▶ **The problem**
From the entries below, output the line with "7 of the GNU Affero" and each following line up to and including the line with "copy of the GNU Affero General Public License", exactly as written.

▶ **Extracted data**
PR #3023, opened 2018-11-06
 CAT-49  BUG Discard Changes

PlantinumX:
New Class named UndoState waas created for saving the initalStates(first values of the bricks) in map. The map stores all initial values of brickfields. If the  user discards the changes the old ones are used which are taken from the initialstates map, so discarding the changes over many bricks will result in an expected behaviour.

### DIFF
--- a/catroid/src/androidTest/java/org/catrobat/catroid/uiespresso/formulaeditor/FormulaEditorDiscardChangesTest.java
+++ b/catroid/src/androidTest/java/org/catrobat/catroid/uiespresso/formulaeditor/FormulaEditorDiscardChangesTest.java
@@ -1,0 +1,161 @@
+/*
+ * Catroid: An on-device visual programming system for Android devices
+ * Copyright (C) 2010-2018 The Catrobat Team
+ * (<http://developer.catrobat.org/credits>)
+ *
+ * This program is free software: you can redistribute it and/or modify
+ * it under the terms of the GNU Affero General Public License as
+ * published by the Free Software Foundation, either version 3 of the
+ * License, or (at your option) any later version.
+ *
+ * An additional term exception under section 7 of the GNU Affero
+ * General Public License, version 3, is available at
+ * http://developer.catrobat.org/license_additional_term
+ *
+ * This program is distributed in the hope that it will be useful,
+ * but WITHOUT ANY WARRANTY; without even the implied warranty of
+ * MERCHANTABILITY or FITNESS FOR A PARTICULAR PURPOSE. See the
+ * GNU Affero General Public License for more details.
+ *
+ * You should have received a copy of the GNU Affero General Public License
+ * along with this program.  If not, see <http://www.gnu.org/licenses/>.
+ */
+
+package org.catrobat.catroid.uiespresso.formulaeditor;
+
+import android.support.test.runner.AndroidJUnit4;
+
+import org.catrobat.catroid.R;
+import org.catrobat.catroid.content.Script;
+import org.catrobat.catroid.content.bricks.PlaceAtBrick;
+import org.catrobat.catroid.ui.SpriteActivity;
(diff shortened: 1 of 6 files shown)


catroid/src/androidTest/java/org/catrobat/catroid/uiespresso/formulaeditor/FormulaEditorDiscardChangesTest.java
```diff
@@ -0,0 +1,161 @@
...
+	public void testGoBackToDiscardXChanges() {
+		onBrickAtPosition(brickPosition).checkShowsText(R.string.brick_place_at);
+		onBrickAtPosition(brickPosition).onFormulaTextField(R.id.brick_place_at_edit_text_x)
+				.perform(click());
+		onFormulaEditor()
+				.performEnterFormula("1234");
+		pressBack();
+		onView(withText(R.string.formula_editor_discard_changes_dialog_title))
+				.check(matches(isDisplayed()));
+		onView(withText(no))
```
dpedratscher: it irritates me, that the tests clicks 'no' = 'do not discard' and the positions are nevertheless set back to default zero. Or do I get this wrong?

catroid/src/main/java/org/catrobat/catroid/formulaeditor/FormulaEditorEditText.java
```diff
@@ -289,10 +292,10 @@ public boolean undo() {
 		if (!history.undoIsPossible()) {
 			return false;
 		}
-		InternFormulaState lastStep = history.backward();
+		UndoState lastStep = history.backward();
 		if (lastStep != null) {
 
-			internFormula = lastStep.createInternFormulaFromState();
+			internFormula = lastStep.internFormulaState.createInternFormulaFromState();
```
dpedratscher: Is there a better way to call this function? What if lastStep.interFormulaState == null? Maybe it's possible to provide a function in the lastStep itself, so we don't have to dig into two layers.

catroid/src/main/java/org/catrobat/catroid/formulaeditor/FormulaEditorHistory.java
```diff
@@ -73,11 +82,11 @@ public InternFormulaState forward() {
 	}
 
 	public void updateCurrentSelection(InternFormulaTokenSelection internFormulaTokenSelection) {
-		current.setSelection(internFormulaTokenSelection);
+		current.internFormulaState.setSelection(internFormulaTokenSelection);
```
dpedratscher: Also here: What if current.internFormulaState == null? Is there a way to provide a function to directly set the selection?

catroid/src/androidTest/java/org/catrobat/catroid/uiespresso/formulaeditor/FormulaEditorDiscardChangesTest.java
84n4n4: "no" means do not save changes.
thats ok, the ticket is about bugs when theres formulas not correctly set back to initial state, etc...

robertpainsi: https://github.com/Catrobat/Catroid/blob/b7cdf2126c624e71b8aa543288775cc9b0b24358/catroid/src/main/res/values/strings.xml#L1885
See string text/value (vs. name).

dpedratscher: Ömer and me agreed on renaming the variable 'R.string....discard...' in 'R.string....save...' because this is also the title of the dialog.

84n4n4:
please rebase and then reopen.
please also move your ticket in jira to the according state.

PR #3032, opened 2018-12-10
CATROID-63 The formula when selecting Edit Formula in the menu for bricks with multiple formulas isn't properly defined

ndrnour:
Tap on a brick with multiple formulas to open the menu and select Edit Formula. The Formula Editor opens and the "default formula" will be selected. This formula was once explicitly defined in the code, now isn't (kinda random now, e.g. the default formula of the PlaceAtBrick is Y now).

Simply use the first formula parameter, from the left.


84n4n4:
as discussed, please have following changes in FormulaBrick base class:

	public void showFormulaEditorToEditFormula(View view) {
		if (brickFieldToTextViewIdMap.inverse().containsKey(view.getId())) {
			FormulaEditorFragment.showFragment(view.getContext(), this, brickFieldToTextViewIdMap.inverse().get(view.getId()));
		} else {
			FormulaEditorFragment.showFragment(view.getContext(), this, getDefaultBrickField());
		}
	}

	protected BrickField getDefaultBrickField() {
		return formulaMap.keys().nextElement();
	}

and then just override getDefaultBrickField() in the bricks with more than one formula.

wslany:
Test this please.

wslany:
test this please

wslany:

PR #301, opened 2026-03-28
feat: Handoffs

amol-anand:
A new SLICC handoff flow so local coding agents like Codex/Claude/Cursor can hand work off directly into the SLICC browser agent instead of stopping at “please test this in the browser.” The problem I'm trying to solve is that last-mile validation often needs a real logged-in browser session, open tabs, extension context, and human-confirmed continuation, which local agents don’t always have.

At a high level, I’ve built:
- a new handoff relay flow in SLICC where a handoff can be posted to the worker and opened as a relay page
- extension support to receive that handoff, show an Accept/Dismiss prompt, and inject it into the current cone on approval
- pending handoff handling in the UI, including extension badge support and a Chat tab count indicator
- a reusable slicc-handoff skill package + helper script so agents can understand phrases like “handoff to slicc” and create the right payload automatically

Next step on my side is end-to-end worker testing, and for that I need access to the Cloudflare account so I can add the R2 bucket bindings needed for the handoff storage flow.

### DIFF
--- a/.agents/skills/slicc-handoff/SKILL.md
+++ b/.agents/skills/slicc-handoff/SKILL.md
@@ -1,0 +1,51 @@
+---
+name: slicc-handoff
+description: Create a generic SLICC handoff when the user wants work moved to the SLICC agent, continued in SLICC, or tested in SLICC. Prefer the repo wrapper command and keep the payload concise, browser-aware, and self-contained.
+---
+
+# SLICC Handoff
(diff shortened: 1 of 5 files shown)


amol-anand:
Closing this one.. I have another one which avoids the need for R2 but still allows for seamless handoffs to the browser agent from any agent trigger surface

PR #316, opened 2026-03-31
feat: add GitHub OAuth provider

catalan-adobe:
## Summary

- Add GitHub OAuth provider (`packages/webapp/providers/github.ts`) with authorization code grant flow, git token bridging, and user profile display
- Add `POST /github/token` and `POST /github/revoke` routes to the tray hub Cloudflare Worker for server-side code exchange and token revocation
- Add `github-token-changed` event listener in `GitCommands` to invalidate cached git tokens when the OAuth provider writes a new token

## How it works

GitHub OAuth App (authorization code grant) with server-side code exchange via the tray hub worker. The provider follows the same `ProviderConfig` pattern as the Adobe provider but is simpler — no LLM streaming, no model discovery, no token renewal.

On login, the OAuth token is written to `/workspace/.git/github-token` in the global VFS so isomorphic-git uses it for push/clone/fetch. A `github-token-changed` event invalidates the `GitCommands` cache so the new token is picked up immediately.

## Manual setup required

1. Create a GitHub OAuth App at `github.com/settings/developers`
2. Copy client ID into `packages/webapp/providers/github-config.json`
3. Set worker secret: `npx wrangler secret put GITHUB_CLIENT_SECRET`

## Test plan

- [ ] Worker routes: 7 new tests (token exchange, error passthrough, CORS, 405, revoke, revoke CORS, revoke 405)
- [ ] Provider: 6 new tests for `extractCodeFromUrl` (query params, single param, missing, empty, extension URL)
- [ ] Git: `resetTokenCache` static method callable without error
- [ ] Manual: full OAuth flow in CLI mode after OAuth App is created
- [ ] Manual: full OAuth flow in extension mode

### DIFF
--- a/docs/superpowers/plans/2026-03-30-github-oauth-provider.md
+++ b/docs/superpowers/plans/2026-03-30-github-oauth-provider.md
@@ -1,0 +1,900 @@
+# GitHub OAuth Provider Implementation Plan
+
+> **For agentic workers:** REQUIRED SUB-SKILL: Use superpowers:subagent-driven-development (recommended) or superpowers:executing-plans to implement this plan task-by-task. Steps use checkbox (`- [ ]`) syntax for tracking.
+
+**Goal:** Add a GitHub OAuth provider to Slicc that enables OAuth-based login, automatic git token bridging, and GitHub API access.
+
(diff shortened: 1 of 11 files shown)


trieloff:
Hey @catalan-adobe — heads up that #491 takes a different approach to the same problem. Instead of GitHub-specific routes (`POST /github/token`, `POST /github/revoke`), it introduces a generic OAuth token broker with two routes (`POST /oauth/token`, `POST /oauth/revoke`) driven by a provider registry. Adding a new provider is config-only — no new routes or handler functions.

Your PR's GitHub provider work (git token bridge, user profile fetch, `github-token-changed` event) was a great reference — #491 reuses those patterns but wires them through the generic broker and adds GitHub Models LLM streaming.

If #491 merges first, #316 would be superseded. Let me know if you have any concerns or want to discuss the approach.

PR #378, opened 2026-04-09
feat: add X-Session-Id header to all LLM API requests

catalan-adobe:
## Summary

- Wraps pi-ai `streamSimple` to inject `X-Session-Id` HTTP header on every LLM request, regardless of provider (Anthropic, OpenAI, Google, Mistral, Bedrock, etc.)
- Session ID encodes the cone→scoop relationship: cone uses its JID directly, scoops use `coneJid/scoopFolder`
- Also sets `sessionId` on the pi-agent-core Agent for providers that use it for caching (e.g., OpenAI's `prompt_cache_key`)

## Test plan

- [x] Typecheck passes (`npx tsc --noEmit`)
- [x] All 52 scoop-context tests pass
- [ ] Verify `X-Session-Id` header appears in outgoing LLM requests via browser DevTools Network tab
- [ ] Verify scoops show `coneJid/folder` format in the header


catalan-adobe:
@trieloff, any concern adding this header to every LLM provider calls?
First idea is to help us monitor usage of the Adobe LLM provider.

trieloff:
Let me have a quick check if this can be used to de-anonymize users, which we should prevent.

packages/webapp/src/scoops/scoop-context.ts
```diff
@@ -110,14 +110,18 @@ export class ScoopContext {
...
     this.scoop = scoop;
     this.callbacks = callbacks;
     this.fs = fs;
     this.sessionStore = sessionStore ?? null;
     this.skillsFs = skillsFs ?? null;
-    this.sessionId = scoop.jid;
+    // Session ID encodes the cone→scoop relationship:
+    //   cone:  "cone_17126…"
+    //   scoop: "cone_17126…/my-task-scoop"
+    this.sessionId = scoop.isCone ? scoop.jid : `${coneJid ?? 'unknown'}/${scoop.folder}`;
```
trieloff: This looks like it's able to leak info. Better use a hash of the scoop name (hashed with jid, so it's auto-salted)

trieloff (changes requested):
- use crypto.randomUUID, as the millisecond timestamp, together with the provider's own logs would aid deannonymization
- better scope this only to the adobe provider
- don't leak scoop names
- reset the session id at once a day

packages/webapp/src/scoops/scoop-context.ts
catalan-adobe: Done in 929c59a9. Applied the hashed-folder approach — scoop IDs are now `<uuid>/<hash(folder, uuid)>` where the daily-rotating UUID serves as the salt, so the same folder name under two cones produces two different hashes. Helper lives in `packages/webapp/src/scoops/llm-session-id.ts`.

catalan-adobe:
@trieloff thanks for the privacy review — all four items addressed in 929c59a9.

**1. `crypto.randomUUID` instead of millisecond timestamp**
Each cone gets a v4 UUID from `crypto.randomUUID()`, cached per-cone in `localStorage` with a UTC date stamp. The `Date.now()`-derived JID no longer leaves the browser.

**2. Scoped to the Adobe provider only**
The `streamSimple` wrapper checks `model.provider === 'adobe'` at call time. Anthropic, OpenAI, Google, Mistral, Bedrock, etc. now receive no `X-Session-Id` header at all. Checking per-call (not per-init) means a mid-session model switch behaves correctly.

**3. No scoop folder leakage**
Scoop IDs are `<dailyUuid>/<hash(folder, dailyUuid)>`. SHA-256 truncated to 16 hex chars; the UUID doubles as the salt so the same folder under two cones produces two different hashes. The folder string never reaches Adobe.

**4. Daily rotation**
The stored entry has the shape `{uuid, date: "YYYY-MM-DD"}` (UTC). Any `ScoopContext.init()` on a new day mints a fresh UUID; scoop suffixes rotate with it because the hash salt changes. Within a session, the ID is stable (captured in the streamFn closure).

Also reverted `this.sessionId` to `scoop.jid` so `SessionStore` (IndexedDB) keeps restoring saved conversations across day boundaries. The persistence key and the outgoing Adobe ID are now cleanly separated concerns.

**Verification**
- New helper: `packages/webapp/src/scoops/llm-session-id.ts`
- New tests: `packages/webapp/tests/scoops/llm-session-id.test.ts` (7 tests covering UUID shape, same-day stability, cross-day rotation, folder-name opacity, salt effectiveness)
- Full suite: 2410 passed, typecheck and both webapp + chrome-extension builds clean.

trieloff (approved):

PR #386, opened 2026-04-10
fix: abort in-flight scoop work on drop_scoop

catalan-adobe:
## Summary

- `drop_scoop` now aborts the in-flight LLM agent, clears queued follow-up prompts, and suppresses all post-disposal callbacks so dropped scoops stop consuming tokens, executing tools, and writing files
- Two-layer defense: Layer 1 (`ScoopContext.disposed` flag) aborts at the source; Layer 2 (`scoops.has(jid)` guard in orchestrator) catches any callback that leaks through
- Cleans up the `scoopResponseBuffer` during scoop unregistration to prevent stale text accumulation

## Problem

Calling `drop_scoop` removed a scoop from the registry but did not terminate the underlying LLM API call. The scoop continued streaming, executing shell commands, writing files, and opening browser tabs — all invisible since `list_scoops` no longer showed it. Completion messages from dropped scoops arrived unexpectedly at the cone, and full token cost was incurred with no way to stop it.

Root cause: `ScoopContext.dispose()` nulled the agent reference without calling `agent.abort()`. The existing `stop()` method already had the correct abort logic, but `dispose()` (called by the drop flow) bypassed it entirely.

### `packages/webapp/src/scoops/scoop-context.ts`
- Add `disposed` flag field, set as first operation in `dispose()`
- Call `agent.clearAllQueues()` and `agent.abort()` before nulling references in `dispose()`
- Guard `setStatus()` — early return when disposed, preventing the `prompt()` finally block from routing stale completion messages
- Guard `prompt()` catch block — suppress error callbacks from aborted agents
- Guard `handleAgentEvent()` — suppress all agent event callbacks (streaming deltas, tool execution, recovery) after disposal

### `packages/webapp/src/scoops/orchestrator.ts`
- Add `scoops.has(jid)` guard to all four `contextCallbacks` closures (`onResponse`, `onResponseDone`, `onError`, `onStatusChange`) as defense-in-depth
- Add `scoopResponseBuffer.delete(jid)` to `unregisterScoop()` cleanup

### `packages/webapp/tests/scoops/scoop-context.test.ts`
- Test: `dispose()` calls `abort()` and `clearAllQueues()` before nulling agent
- Test: status callbacks suppressed after disposal (in-flight prompt finally block)
- Test: error callbacks suppressed from aborted prompt
- Test: all agent event callbacks suppressed after disposal (streaming, tool start/end, turn end, agent end)

## Test plan

- [x] All 56 scoop-context tests pass (4 new)
- [x] All 394 scoops tests pass
- [x] Full test suite: 2410 passed, 0 failures
- [x] Typecheck clean (browser + CLI + worker)
- [x] Prettier formatted
- [x] Production build succeeds
- [x] Chrome extension build succeeds
- [x] Manual verification: extension loaded, scoops drop cleanly


trieloff:
Good find.

PR #394, opened 2026-04-13
fix(webapp): harden jsh and bsh script discovery

trieloff:
## Summary
- add a shared `ScriptCatalog` for `.jsh` and `.bsh` discovery, invalidated by `FsWatcher`
- route `WasmShell`, `which`, standalone/offscreen startup, and `BshWatchdog` through the shared catalog instead of duplicate registries
- harden mount + watcher behavior so mounted and nested script trees stay discoverable and cache invalidation covers mount-backed mutations
- add regression coverage for mount shadowing, nested mounts, watcher invalidation, shell-owned catalogs, and related package test stability

## Verification
- `npm run test -w @slicc/webapp`
- `npm run build -w @slicc/webapp`
- `npm run typecheck -w @slicc/webapp` *(still fails on pre-existing unrelated errors in `packages/webapp/src/providers/built-in/bedrock-camp.ts:455` and `packages/webapp/src/shell/wasm-shell.ts:497`)*


packages/vfs-root/workspace/skills/skill-authoring/SKILL.md
```diff
@@ -55,9 +55,11 @@ Type `commands` in the terminal for the full list. Key commands:
 Virtual filesystem stored in IndexedDB, survives tab closes and refreshes. Mount local directories:
 
 ```
-mount /workspace/myproject
+mount /mnt/myproject
 ```
 
+Use an empty mount point. Mounting over existing files is blocked so built-in skills and scripts stay discoverable.
```
trieloff:
```suggestion
Use an empty mount point. Mounting over existing files is blocked so built-in skills and scripts stay discoverable. `ln -s` the mounted files into the place where you need them. 
```

PR #412, opened 2026-04-15
fix: disable automated extension publish to cws

catalan-adobe:
@trieloff, @karlpauls, proposing to disable extension automated publish (at least for the time of Summit) to ensure we have a working version for our labs.


trieloff:
ok

PR #426, opened 2026-04-17
fix(git): route isomorphic-git through VirtualFS so mounts work

### LINKED ISSUE #421: bug: git commands fail on mounted directories (HEAD not found)
## Summary

`git` commands fail when run inside a mounted directory (mounted via the `mount` command / File System Access API). The error manifests as `HEAD not found` even though `.git/HEAD` is visibly present in the OS folder.

## Root Cause

`GitCommands` passes raw LightningFS directly to isomorphic-git:

\`\`\`ts
// packages/webapp/src/git/git-commands.ts
this.lfs = options.fs.getLightningFS();
await git.clone({ fs: this.lfs, dir: cwd, ... });
\`\`\`

`VirtualFS.readFile()` is mount-aware — it calls `findMount()` and routes through the File System Access API handle for mounted paths. But `getLightningFS()` returns raw LightningFS which only sees IndexedDB and is completely unaware of mount points. So isomorphic-git reads `.git/HEAD` through LightningFS, finds nothing, and throws.

## Affected Scenario

| Scenario | Works? |
|---|---|
| Repo cloned via `git clone` into `/workspace` (stored in LightningFS/IndexedDB) | ✅ |
| Repo inside a **mounted** directory (File System Access API via `mount` command) | ❌ |

## Fix

Pass isomorphic-git a custom `fs` adapter backed by `VirtualFS` (which is mount-aware) instead of raw LightningFS. The adapter needs to implement the [isomorphic-git fs interface](https://isomorphic-git.org/docs/en/plugin_fs) using `VirtualFS` methods (`readFile`, `writeFile`, `readdir`, `mkdir`, `stat`, `lstat`, `rm`, etc.).

## Relevant Files

- `packages/webapp/src/git/git-commands.ts` — uses `getLightningFS()`, needs a VirtualFS-backed adapter
- `packages/webapp/src/fs/virtual-fs.ts` — `getLightningFS()` (line 92), `findMount()` (line 254), `readFile()` (line 321)

trieloff:
## Summary

Fixes #421 — `git` commands fail on mounted directories with "HEAD not found", because `GitCommands` passed raw LightningFS to isomorphic-git instead of a mount-aware FS.

- **New `vfs-fs-adapter.ts`** — builds a `PromiseFsClient` over `VirtualFS`. Mounted paths route through `VirtualFS` (File System Access API); LFS paths stay on the raw LightningFS fast path so `statusMatrix` filemode bytes remain byte-identical to the pre-adapter behavior.
- **`git-commands.ts`** — one-line constructor change (`this.lfs = createIsomorphicGitFs(options.fs).promises`). All 58 `git.*` call sites untouched.
- **`virtual-fs.ts`** — fixes a latent mount-write bug surfaced while testing: `new Uint8Array(content.buffer)` dropped `byteOffset`/`byteLength`, so pooled `Buffer` views (e.g. from iso-git's `Buffer.concat` when writing `.git/index`) wrote the whole backing pool. Now preserves the view bounds.
- **Tests** — new `git-commands-mount.test.ts` does an end-to-end `init → add → commit → log` on a mounted repo, plus a "status doesn't say 'HEAD not found'" guard and an LFS-only regression check. `fsa-test-helpers.ts` gained `createWritable()` and `removeEntry()` on the mock handles so full round-trip tests are possible.

## Test plan

- [x] `npx vitest run -w packages/webapp` — 2274/2274 pass
- [x] `npx prettier --check` on all touched files — clean
- [ ] Manual: mount a real folder via the `mount` command, run `git status` / `git log` inside it

### DIFF
--- a/packages/webapp/src/fs/virtual-fs.ts
+++ b/packages/webapp/src/fs/virtual-fs.ts
@@ -532,14 +532,15 @@ export class VirtualFS {
       try {
         const fh = await VirtualFS.fsaGetFile(mount.handle, mount.relParts, true);
         const writable = await fh.createWritable();
+        // Preserve byteOffset/byteLength: pooled Buffer instances share a
+        // backing ArrayBuffer with other allocations, so `content.buffer`
+        // alone would write the whole pool.
         const data =
           typeof content === 'string'
             ? new TextEncoder().encode(content)
-            : new Uint8Array(
-                content instanceof Uint8Array
-                  ? (content.buffer as ArrayBuffer)
-                  : (content as ArrayBuffer)
-              );
+            : content instanceof Uint8Array
+              ? new Uint8Array(content.buffer, content.byteOffset, content.byteLength)
+              : new Uint8Array(content as ArrayBuffer);
         await writable.write(data as unknown as FileSystemWriteChunkType);
         await writable.close();
       } catch (err) {
--- a/packages/webapp/src/fs/virtual-fs.ts
+++ b/packages/webapp/src/fs/virtual-fs.ts
@@ -408,6 +408,18 @@ export class VirtualFS {
   }
 
   /**
+   * Check whether an absolute path is under any active mount point.
+   * Non-allocating (iterates the mount map directly) — safe to call on a hot
+   * path such as the per-operation check in the isomorphic-git fs adapter.
+   */
+  isPathUnderMount(path: string): boolean {
+    for (const mountPath of this.mountPoints.keys()) {
+      if (path === mountPath || path.startsWith(mountPath + '/')) return true;
+    }
+    return false;
+  }
+
+  /**
    * Find the mount point that owns `path`.
    * Returns the handle and the path segments relative to the mount root,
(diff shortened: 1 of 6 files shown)


trieloff:
Dropping a note from the cone side: I'm sliccy, running inside SLICC, and I can confirm this patch is already paying off. The user mounted /Users/trieloff/Developer/slicc at /mnt/slicc via the File System Access API, and from that mount I was able to run git log, git branch -a, and git log claude-1 successfully — the exact operations that used to fail with "HEAD not found".

For reference, the very first thing I tried was git log --oneline from inside /mnt/slicc/.yolo/claude-1/. That one still fails, because the .git file there is a worktree pointer to a host path (/Users/trieloff/Developer/slicc/.git/worktrees/claude-1) that isn't inside any mount — so git can't resolve the gitdir. Stepping up one level to the real .git directory worked perfectly. Not a bug in this PR, but worth noting that worktree checkouts need the parent repo (or the worktree's gitdir) mounted too.

🍦 Self-licking confirmed.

▶ **Answer to this problem**
+ * An additional term exception under section 7 of the GNU Affero
+ * General Public License, version 3, is available at
+ * http://developer.catrobat.org/license_additional_term
+ *
+ * This program is distributed in the hope that it will be useful,
+ * but WITHOUT ANY WARRANTY; without even the implied warranty of
+ * MERCHANTABILITY or FITNESS FOR A PARTICULAR PURPOSE. See the
+ * GNU Affero General Public License for more details.
+ *
+ * You should have received a copy of the GNU Affero General Public License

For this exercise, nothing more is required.